[Records from a collection]
PR #207, opened 2019-07-08
BTRX- 712 - Convert role Management

LeoForconesi:
## Addresses
[BTRX-712](https://broadinstitute.atlassian.net/browse/BTRX-712): ORSP - Convert Role Management

## Changes
- Remove Roles Management grails dependency.
- Implement React Router to Main Component in order to improve redirects in React.
- Use Application context path from configurations on router browser in order to dynamically change according to the environment the app is working on (dev / test / prod, etc...)
- Remove unnecessary modules export entries.

## Testing
- Navigate to Roles Management from the navigation bar. 
- Access to Projects or Sample Data Cohorts from any link, it should be correctly redirected.
- Start application from another context, e.g Test. previous redirections should still be ok.

---


src/main/webapp/main/main_index.js
```diff
@@ -1,12 +1,21 @@
...
+import { BrowserRouter } from 'react-router-dom';
 
 ReactDOM.render(
   <ErrorHandler>
-    <Main/>
+    <BrowserRouter basename= {component.contextPath}>
+      <Switch>
+        <Route path= {"/user/rolesManagement"} render = {(routeProps) =>  <RolesManagement {...routeProps}/> }/>
+        <Route path= {"/project/main"} render = {(routeProps) => <Main {...routeProps}/> }/>
+        <Route path= {"/newConsentGroup/main"} render = {(routeProps) => <Main {...routeProps}/> }/>
```
rushtong: Any props passsed into `RolesManagement` or `Main` will be lost here, they'll only have access to `routeProps`. It should be something like this so that `routeProps` are merged with component `props`:
```suggestion
        <Route path= {"/newConsentGroup/main"} render = {(routeProps) => <Main {...routeProps} {...props} /> }/>
```
I think you also want to pass in props somewhere higher up, maybe in `BrowserRouter` ?

LeoForconesi: @rushtong, please check if my approach makes sense to you. This way it will pass props to each component that is present in Switch.

rushtong (approved):
Looks reasonable, thanks for the changes 👍

dags (approved):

**Work request:** Would you set down all the lines above, exactly and in full?

**Solution to the exercise:**
PR #207, opened 2019-07-08
BTRX- 712 - Convert role Management

LeoForconesi:
## Addresses
[BTRX-712](https://broadinstitute.atlassian.net/browse/BTRX-712): ORSP - Convert Role Management

## Changes
- Remove Roles Management grails dependency.
- Implement React Router to Main Component in order to improve redirects in React.
- Use Application context path from configurations on router browser in order to dynamically change according to the environment the app is working on (dev / test / prod, etc...)
- Remove unnecessary modules export entries.

## Testing
- Navigate to Roles Management from the navigation bar. 
- Access to Projects or Sample Data Cohorts from any link, it should be correctly redirected.
- Start application from another context, e.g Test. previous redirections should still be ok.

---


src/main/webapp/main/main_index.js
```diff
@@ -1,12 +1,21 @@
...
+import { BrowserRouter } from 'react-router-dom';
 
 ReactDOM.render(
   <ErrorHandler>
-    <Main/>
+    <BrowserRouter basename= {component.contextPath}>
+      <Switch>
+        <Route path= {"/user/rolesManagement"} render = {(routeProps) =>  <RolesManagement {...routeProps}/> }/>
+        <Route path= {"/project/main"} render = {(routeProps) => <Main {...routeProps}/> }/>
+        <Route path= {"/newConsentGroup/main"} render = {(routeProps) => <Main {...routeProps}/> }/>
```
rushtong: Any props passsed into `RolesManagement` or `Main` will be lost here, they'll only have access to `routeProps`. It should be something like this so that `routeProps` are merged with component `props`:
```suggestion
        <Route path= {"/newConsentGroup/main"} render = {(routeProps) => <Main {...routeProps} {...props} /> }/>
```
I think you also want to pass in props somewhere higher up, maybe in `BrowserRouter` ?

LeoForconesi: @rushtong, please check if my approach makes sense to you. This way it will pass props to each component that is present in Switch.

rushtong (approved):
Looks reasonable, thanks for the changes 👍

dags (approved):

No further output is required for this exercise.